═══ Data extracts

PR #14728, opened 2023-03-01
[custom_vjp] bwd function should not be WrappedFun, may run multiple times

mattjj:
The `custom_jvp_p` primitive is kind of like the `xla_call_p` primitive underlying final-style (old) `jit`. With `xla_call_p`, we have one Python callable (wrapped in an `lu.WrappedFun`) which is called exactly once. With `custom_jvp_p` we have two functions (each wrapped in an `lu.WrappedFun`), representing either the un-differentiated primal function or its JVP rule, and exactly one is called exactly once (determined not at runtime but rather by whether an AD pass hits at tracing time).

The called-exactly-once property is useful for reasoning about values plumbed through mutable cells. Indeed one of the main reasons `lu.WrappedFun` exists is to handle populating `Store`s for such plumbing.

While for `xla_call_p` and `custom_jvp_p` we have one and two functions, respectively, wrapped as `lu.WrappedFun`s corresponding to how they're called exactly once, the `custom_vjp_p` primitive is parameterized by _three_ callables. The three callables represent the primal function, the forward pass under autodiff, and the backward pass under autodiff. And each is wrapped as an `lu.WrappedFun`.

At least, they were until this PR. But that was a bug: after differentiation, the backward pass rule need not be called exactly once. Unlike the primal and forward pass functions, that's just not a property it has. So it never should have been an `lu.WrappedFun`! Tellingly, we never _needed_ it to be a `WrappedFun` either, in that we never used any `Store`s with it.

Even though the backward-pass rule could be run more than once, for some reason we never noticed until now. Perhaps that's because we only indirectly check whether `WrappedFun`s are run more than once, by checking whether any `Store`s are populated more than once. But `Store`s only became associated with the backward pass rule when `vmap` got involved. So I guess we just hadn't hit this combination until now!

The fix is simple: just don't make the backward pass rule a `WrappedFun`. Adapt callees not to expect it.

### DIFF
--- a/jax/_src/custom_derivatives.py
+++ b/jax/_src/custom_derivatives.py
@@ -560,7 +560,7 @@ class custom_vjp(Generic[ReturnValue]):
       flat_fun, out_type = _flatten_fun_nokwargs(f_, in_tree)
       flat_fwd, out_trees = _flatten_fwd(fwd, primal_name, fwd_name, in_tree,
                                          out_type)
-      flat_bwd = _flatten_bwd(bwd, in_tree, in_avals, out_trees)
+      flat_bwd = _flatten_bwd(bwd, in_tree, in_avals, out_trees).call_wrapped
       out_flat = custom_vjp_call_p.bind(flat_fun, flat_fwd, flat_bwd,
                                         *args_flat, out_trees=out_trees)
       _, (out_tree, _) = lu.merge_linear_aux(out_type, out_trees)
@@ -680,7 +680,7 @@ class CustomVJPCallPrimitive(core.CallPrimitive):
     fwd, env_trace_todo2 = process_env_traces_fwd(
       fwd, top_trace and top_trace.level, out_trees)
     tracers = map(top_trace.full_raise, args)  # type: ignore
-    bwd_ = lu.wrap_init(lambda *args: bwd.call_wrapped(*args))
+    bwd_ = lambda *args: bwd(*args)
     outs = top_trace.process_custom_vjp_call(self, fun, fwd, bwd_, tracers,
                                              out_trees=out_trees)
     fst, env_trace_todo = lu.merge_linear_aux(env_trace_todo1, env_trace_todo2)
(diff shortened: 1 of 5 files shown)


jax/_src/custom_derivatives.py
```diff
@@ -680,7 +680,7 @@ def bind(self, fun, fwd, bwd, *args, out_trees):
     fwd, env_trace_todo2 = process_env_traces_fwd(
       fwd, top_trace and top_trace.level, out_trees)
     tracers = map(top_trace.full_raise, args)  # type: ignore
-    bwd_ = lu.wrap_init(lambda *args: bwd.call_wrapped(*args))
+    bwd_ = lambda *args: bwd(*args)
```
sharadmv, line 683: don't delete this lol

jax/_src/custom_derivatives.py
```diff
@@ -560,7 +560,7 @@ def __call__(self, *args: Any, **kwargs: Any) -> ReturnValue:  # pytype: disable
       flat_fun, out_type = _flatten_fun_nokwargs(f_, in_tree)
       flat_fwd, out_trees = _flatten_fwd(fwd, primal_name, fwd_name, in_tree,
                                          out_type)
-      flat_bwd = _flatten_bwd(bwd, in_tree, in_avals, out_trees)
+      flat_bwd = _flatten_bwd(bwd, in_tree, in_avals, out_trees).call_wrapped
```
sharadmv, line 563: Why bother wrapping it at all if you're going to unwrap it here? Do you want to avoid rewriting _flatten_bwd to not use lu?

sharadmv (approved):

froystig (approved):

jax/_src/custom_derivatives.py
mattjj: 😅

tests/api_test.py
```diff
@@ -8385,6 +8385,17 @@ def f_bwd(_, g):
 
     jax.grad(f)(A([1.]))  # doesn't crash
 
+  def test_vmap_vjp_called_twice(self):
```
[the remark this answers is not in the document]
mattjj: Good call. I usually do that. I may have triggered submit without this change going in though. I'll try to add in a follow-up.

══════

* [What is needed]:
Each line of the data is to be output exactly, with none skipped.

* [Problem solution]:
PR #14728, opened 2023-03-01
[custom_vjp] bwd function should not be WrappedFun, may run multiple times

mattjj:
The `custom_jvp_p` primitive is kind of like the `xla_call_p` primitive underlying final-style (old) `jit`. With `xla_call_p`, we have one Python callable (wrapped in an `lu.WrappedFun`) which is called exactly once. With `custom_jvp_p` we have two functions (each wrapped in an `lu.WrappedFun`), representing either the un-differentiated primal function or its JVP rule, and exactly one is called exactly once (determined not at runtime but rather by whether an AD pass hits at tracing time).

The called-exactly-once property is useful for reasoning about values plumbed through mutable cells. Indeed one of the main reasons `lu.WrappedFun` exists is to handle populating `Store`s for such plumbing.

While for `xla_call_p` and `custom_jvp_p` we have one and two functions, respectively, wrapped as `lu.WrappedFun`s corresponding to how they're called exactly once, the `custom_vjp_p` primitive is parameterized by _three_ callables. The three callables represent the primal function, the forward pass under autodiff, and the backward pass under autodiff. And each is wrapped as an `lu.WrappedFun`.

At least, they were until this PR. But that was a bug: after differentiation, the backward pass rule need not be called exactly once. Unlike the primal and forward pass functions, that's just not a property it has. So it never should have been an `lu.WrappedFun`! Tellingly, we never _needed_ it to be a `WrappedFun` either, in that we never used any `Store`s with it.

Even though the backward-pass rule could be run more than once, for some reason we never noticed until now. Perhaps that's because we only indirectly check whether `WrappedFun`s are run more than once, by checking whether any `Store`s are populated more than once. But `Store`s only became associated with the backward pass rule when `vmap` got involved. So I guess we just hadn't hit this combination until now!

The fix is simple: just don't make the backward pass rule a `WrappedFun`. Adapt callees not to expect it.

### DIFF
--- a/jax/_src/custom_derivatives.py
+++ b/jax/_src/custom_derivatives.py
@@ -560,7 +560,7 @@ class custom_vjp(Generic[ReturnValue]):
       flat_fun, out_type = _flatten_fun_nokwargs(f_, in_tree)
       flat_fwd, out_trees = _flatten_fwd(fwd, primal_name, fwd_name, in_tree,
                                          out_type)
-      flat_bwd = _flatten_bwd(bwd, in_tree, in_avals, out_trees)
+      flat_bwd = _flatten_bwd(bwd, in_tree, in_avals, out_trees).call_wrapped
       out_flat = custom_vjp_call_p.bind(flat_fun, flat_fwd, flat_bwd,
                                         *args_flat, out_trees=out_trees)
       _, (out_tree, _) = lu.merge_linear_aux(out_type, out_trees)
@@ -680,7 +680,7 @@ class CustomVJPCallPrimitive(core.CallPrimitive):
     fwd, env_trace_todo2 = process_env_traces_fwd(
       fwd, top_trace and top_trace.level, out_trees)
     tracers = map(top_trace.full_raise, args)  # type: ignore
-    bwd_ = lu.wrap_init(lambda *args: bwd.call_wrapped(*args))
+    bwd_ = lambda *args: bwd(*args)
     outs = top_trace.process_custom_vjp_call(self, fun, fwd, bwd_, tracers,
                                              out_trees=out_trees)
     fst, env_trace_todo = lu.merge_linear_aux(env_trace_todo1, env_trace_todo2)
(diff shortened: 1 of 5 files shown)


jax/_src/custom_derivatives.py
```diff
@@ -680,7 +680,7 @@ def bind(self, fun, fwd, bwd, *args, out_trees):
     fwd, env_trace_todo2 = process_env_traces_fwd(
       fwd, top_trace and top_trace.level, out_trees)
     tracers = map(top_trace.full_raise, args)  # type: ignore
-    bwd_ = lu.wrap_init(lambda *args: bwd.call_wrapped(*args))
+    bwd_ = lambda *args: bwd(*args)
```
sharadmv, line 683: don't delete this lol

jax/_src/custom_derivatives.py
```diff
@@ -560,7 +560,7 @@ def __call__(self, *args: Any, **kwargs: Any) -> ReturnValue:  # pytype: disable
       flat_fun, out_type = _flatten_fun_nokwargs(f_, in_tree)
       flat_fwd, out_trees = _flatten_fwd(fwd, primal_name, fwd_name, in_tree,
                                          out_type)
-      flat_bwd = _flatten_bwd(bwd, in_tree, in_avals, out_trees)
+      flat_bwd = _flatten_bwd(bwd, in_tree, in_avals, out_trees).call_wrapped
```
sharadmv, line 563: Why bother wrapping it at all if you're going to unwrap it here? Do you want to avoid rewriting _flatten_bwd to not use lu?

sharadmv (approved):

froystig (approved):

jax/_src/custom_derivatives.py
mattjj: 😅

tests/api_test.py
```diff
@@ -8385,6 +8385,17 @@ def f_bwd(_, g):
 
     jax.grad(f)(A([1.]))  # doesn't crash
 
+  def test_vmap_vjp_called_twice(self):
```
[the remark this answers is not in the document]
mattjj: Good call. I usually do that. I may have triggered submit without this change going in though. I'll try to add in a follow-up.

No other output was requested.